[DATASET — start]

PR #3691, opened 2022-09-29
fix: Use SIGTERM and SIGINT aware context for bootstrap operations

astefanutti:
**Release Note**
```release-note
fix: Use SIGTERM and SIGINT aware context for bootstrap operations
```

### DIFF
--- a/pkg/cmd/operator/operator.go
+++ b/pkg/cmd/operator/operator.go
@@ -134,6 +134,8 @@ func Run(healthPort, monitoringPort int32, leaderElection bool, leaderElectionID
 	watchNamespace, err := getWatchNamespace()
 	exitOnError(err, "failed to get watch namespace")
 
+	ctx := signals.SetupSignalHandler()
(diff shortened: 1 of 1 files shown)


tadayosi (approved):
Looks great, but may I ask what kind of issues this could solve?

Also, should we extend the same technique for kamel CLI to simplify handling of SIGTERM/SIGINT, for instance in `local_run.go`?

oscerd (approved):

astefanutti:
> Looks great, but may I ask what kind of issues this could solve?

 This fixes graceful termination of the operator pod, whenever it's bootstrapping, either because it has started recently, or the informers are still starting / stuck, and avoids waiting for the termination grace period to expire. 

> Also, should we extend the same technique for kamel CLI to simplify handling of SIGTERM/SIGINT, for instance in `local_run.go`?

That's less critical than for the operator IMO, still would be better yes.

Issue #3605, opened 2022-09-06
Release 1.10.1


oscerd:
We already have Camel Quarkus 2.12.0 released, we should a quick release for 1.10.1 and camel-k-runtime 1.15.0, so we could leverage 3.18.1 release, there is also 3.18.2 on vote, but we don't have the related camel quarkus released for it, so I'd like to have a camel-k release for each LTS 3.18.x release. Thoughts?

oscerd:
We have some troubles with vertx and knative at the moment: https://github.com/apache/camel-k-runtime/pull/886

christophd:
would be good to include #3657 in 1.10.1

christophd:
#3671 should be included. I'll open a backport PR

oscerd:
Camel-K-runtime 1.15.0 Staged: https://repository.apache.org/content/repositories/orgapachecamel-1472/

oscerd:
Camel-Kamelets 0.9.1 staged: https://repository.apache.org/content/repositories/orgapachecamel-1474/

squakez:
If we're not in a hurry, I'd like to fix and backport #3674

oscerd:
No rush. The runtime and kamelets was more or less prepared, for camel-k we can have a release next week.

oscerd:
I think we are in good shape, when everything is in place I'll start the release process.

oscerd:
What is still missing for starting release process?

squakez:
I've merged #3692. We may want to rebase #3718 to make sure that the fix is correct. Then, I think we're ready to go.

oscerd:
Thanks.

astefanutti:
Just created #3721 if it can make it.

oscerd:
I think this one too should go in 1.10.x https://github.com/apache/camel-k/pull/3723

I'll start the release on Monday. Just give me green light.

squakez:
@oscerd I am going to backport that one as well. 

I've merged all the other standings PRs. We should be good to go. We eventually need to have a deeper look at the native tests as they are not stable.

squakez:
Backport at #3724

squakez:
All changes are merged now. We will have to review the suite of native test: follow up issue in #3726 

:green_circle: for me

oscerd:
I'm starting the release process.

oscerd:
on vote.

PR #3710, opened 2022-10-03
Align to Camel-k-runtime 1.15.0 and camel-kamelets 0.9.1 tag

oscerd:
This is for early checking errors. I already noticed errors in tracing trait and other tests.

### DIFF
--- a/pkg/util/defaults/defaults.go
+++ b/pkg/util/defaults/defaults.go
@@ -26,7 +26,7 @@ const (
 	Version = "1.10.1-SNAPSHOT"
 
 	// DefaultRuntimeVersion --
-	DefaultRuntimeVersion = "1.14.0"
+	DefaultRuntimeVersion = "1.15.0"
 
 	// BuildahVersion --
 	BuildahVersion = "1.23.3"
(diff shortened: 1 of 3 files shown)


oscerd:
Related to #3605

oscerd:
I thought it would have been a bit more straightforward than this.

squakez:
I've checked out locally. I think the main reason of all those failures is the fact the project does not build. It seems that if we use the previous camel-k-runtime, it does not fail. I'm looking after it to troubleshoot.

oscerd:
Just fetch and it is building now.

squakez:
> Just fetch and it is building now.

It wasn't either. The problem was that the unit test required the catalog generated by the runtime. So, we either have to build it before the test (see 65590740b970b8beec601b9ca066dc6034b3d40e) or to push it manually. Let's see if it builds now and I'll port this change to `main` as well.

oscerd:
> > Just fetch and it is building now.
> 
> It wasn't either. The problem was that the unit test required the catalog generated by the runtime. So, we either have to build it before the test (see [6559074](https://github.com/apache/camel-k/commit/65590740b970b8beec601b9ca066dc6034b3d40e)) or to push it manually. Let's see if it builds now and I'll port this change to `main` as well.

[DATASET — finish]
[DATASET — start]

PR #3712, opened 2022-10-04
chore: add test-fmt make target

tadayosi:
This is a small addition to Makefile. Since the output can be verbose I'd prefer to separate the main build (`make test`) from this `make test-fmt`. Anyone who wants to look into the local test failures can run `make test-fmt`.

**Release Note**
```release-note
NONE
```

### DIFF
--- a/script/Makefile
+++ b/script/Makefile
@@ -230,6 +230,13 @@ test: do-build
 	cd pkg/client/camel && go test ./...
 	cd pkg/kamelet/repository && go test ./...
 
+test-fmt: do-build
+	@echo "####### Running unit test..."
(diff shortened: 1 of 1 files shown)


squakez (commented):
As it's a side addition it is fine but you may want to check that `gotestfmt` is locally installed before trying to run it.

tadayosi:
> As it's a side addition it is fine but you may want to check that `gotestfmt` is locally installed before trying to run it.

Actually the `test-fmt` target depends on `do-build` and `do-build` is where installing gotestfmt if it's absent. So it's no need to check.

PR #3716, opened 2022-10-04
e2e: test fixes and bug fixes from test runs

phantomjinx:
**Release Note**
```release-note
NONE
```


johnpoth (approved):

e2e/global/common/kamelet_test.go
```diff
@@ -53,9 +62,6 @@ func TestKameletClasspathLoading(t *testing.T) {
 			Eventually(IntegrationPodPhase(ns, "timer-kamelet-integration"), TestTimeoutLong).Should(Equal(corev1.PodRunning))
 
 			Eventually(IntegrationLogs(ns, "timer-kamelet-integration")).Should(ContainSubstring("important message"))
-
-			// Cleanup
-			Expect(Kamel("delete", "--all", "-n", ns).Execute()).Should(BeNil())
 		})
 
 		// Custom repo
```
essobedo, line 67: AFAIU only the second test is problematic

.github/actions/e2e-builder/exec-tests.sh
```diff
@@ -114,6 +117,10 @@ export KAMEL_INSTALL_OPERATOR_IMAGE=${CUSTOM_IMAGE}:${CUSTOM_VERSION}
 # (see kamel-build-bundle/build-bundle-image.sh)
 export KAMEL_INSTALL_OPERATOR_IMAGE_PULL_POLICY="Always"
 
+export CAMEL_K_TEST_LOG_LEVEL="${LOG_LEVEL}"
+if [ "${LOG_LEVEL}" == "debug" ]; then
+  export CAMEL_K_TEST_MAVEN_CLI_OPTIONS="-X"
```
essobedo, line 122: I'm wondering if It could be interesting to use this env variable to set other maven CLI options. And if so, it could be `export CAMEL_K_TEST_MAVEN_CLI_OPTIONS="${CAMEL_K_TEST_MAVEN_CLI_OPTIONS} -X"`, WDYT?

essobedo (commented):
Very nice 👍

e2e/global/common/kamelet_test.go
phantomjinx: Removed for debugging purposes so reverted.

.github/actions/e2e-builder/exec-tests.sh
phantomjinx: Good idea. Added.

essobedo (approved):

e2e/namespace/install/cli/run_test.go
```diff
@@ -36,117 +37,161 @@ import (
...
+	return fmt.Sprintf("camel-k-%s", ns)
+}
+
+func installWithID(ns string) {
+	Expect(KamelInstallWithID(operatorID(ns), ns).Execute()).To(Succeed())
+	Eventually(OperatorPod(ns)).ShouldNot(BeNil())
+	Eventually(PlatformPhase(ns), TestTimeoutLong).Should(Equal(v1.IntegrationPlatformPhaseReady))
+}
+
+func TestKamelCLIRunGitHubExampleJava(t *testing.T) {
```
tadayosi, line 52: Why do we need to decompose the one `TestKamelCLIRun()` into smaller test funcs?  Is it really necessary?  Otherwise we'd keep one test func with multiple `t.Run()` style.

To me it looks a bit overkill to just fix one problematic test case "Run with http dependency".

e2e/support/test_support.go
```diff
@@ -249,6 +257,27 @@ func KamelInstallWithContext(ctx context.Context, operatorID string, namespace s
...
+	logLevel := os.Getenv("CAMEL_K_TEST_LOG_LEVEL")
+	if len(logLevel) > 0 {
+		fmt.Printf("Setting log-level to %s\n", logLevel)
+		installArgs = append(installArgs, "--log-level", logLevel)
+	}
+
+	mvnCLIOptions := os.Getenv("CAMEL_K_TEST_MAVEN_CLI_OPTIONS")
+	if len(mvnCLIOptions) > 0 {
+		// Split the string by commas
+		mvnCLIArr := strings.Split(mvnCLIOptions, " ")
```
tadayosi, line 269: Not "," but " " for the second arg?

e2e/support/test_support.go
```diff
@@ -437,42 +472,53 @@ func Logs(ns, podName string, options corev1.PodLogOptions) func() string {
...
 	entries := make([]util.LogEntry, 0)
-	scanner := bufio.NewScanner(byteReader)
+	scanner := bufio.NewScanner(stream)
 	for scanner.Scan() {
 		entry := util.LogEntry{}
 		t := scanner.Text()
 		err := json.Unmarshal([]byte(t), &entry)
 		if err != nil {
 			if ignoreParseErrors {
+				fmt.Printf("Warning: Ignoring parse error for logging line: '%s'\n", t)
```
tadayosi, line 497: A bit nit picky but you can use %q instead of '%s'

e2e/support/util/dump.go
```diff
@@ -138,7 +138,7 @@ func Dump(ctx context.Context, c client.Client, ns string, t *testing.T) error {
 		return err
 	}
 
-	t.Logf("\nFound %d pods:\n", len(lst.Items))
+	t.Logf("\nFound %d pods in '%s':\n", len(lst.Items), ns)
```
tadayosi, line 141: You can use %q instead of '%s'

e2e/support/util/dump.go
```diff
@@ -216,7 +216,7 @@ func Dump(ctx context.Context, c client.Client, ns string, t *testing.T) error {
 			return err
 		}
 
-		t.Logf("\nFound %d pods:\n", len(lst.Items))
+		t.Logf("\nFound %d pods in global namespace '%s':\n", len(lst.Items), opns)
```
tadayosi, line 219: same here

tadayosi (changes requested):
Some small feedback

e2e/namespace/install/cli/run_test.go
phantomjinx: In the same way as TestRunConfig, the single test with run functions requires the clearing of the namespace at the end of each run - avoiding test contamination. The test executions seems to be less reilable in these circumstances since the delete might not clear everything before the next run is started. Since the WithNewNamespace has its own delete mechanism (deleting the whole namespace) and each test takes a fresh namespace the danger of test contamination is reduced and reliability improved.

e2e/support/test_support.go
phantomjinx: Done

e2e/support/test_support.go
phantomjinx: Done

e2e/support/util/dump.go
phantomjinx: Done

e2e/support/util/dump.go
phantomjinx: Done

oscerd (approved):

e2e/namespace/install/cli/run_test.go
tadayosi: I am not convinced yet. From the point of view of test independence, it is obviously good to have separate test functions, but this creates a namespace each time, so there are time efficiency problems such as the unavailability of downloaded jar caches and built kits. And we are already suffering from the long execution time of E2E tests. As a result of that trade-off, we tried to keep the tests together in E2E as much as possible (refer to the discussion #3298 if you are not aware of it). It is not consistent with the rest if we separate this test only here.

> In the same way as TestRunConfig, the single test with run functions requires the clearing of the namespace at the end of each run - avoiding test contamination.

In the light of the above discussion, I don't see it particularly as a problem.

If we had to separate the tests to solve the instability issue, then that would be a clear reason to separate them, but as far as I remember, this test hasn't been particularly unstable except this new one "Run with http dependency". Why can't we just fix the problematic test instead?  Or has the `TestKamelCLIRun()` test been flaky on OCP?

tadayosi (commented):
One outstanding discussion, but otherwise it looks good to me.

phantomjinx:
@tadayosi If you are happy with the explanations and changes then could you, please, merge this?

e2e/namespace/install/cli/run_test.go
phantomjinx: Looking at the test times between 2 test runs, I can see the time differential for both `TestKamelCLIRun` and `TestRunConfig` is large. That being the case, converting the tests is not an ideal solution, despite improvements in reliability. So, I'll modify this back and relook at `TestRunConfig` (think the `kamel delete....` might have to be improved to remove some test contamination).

[DATASET — finish]

WHAT IS REQUIRED: Report every line containing the string "mvnCLIOptions" in the material.

EXERCISE OUTPUT:
+	mvnCLIOptions := os.Getenv("CAMEL_K_TEST_MAVEN_CLI_OPTIONS")
+	if len(mvnCLIOptions) > 0 {
+		mvnCLIArr := strings.Split(mvnCLIOptions, " ")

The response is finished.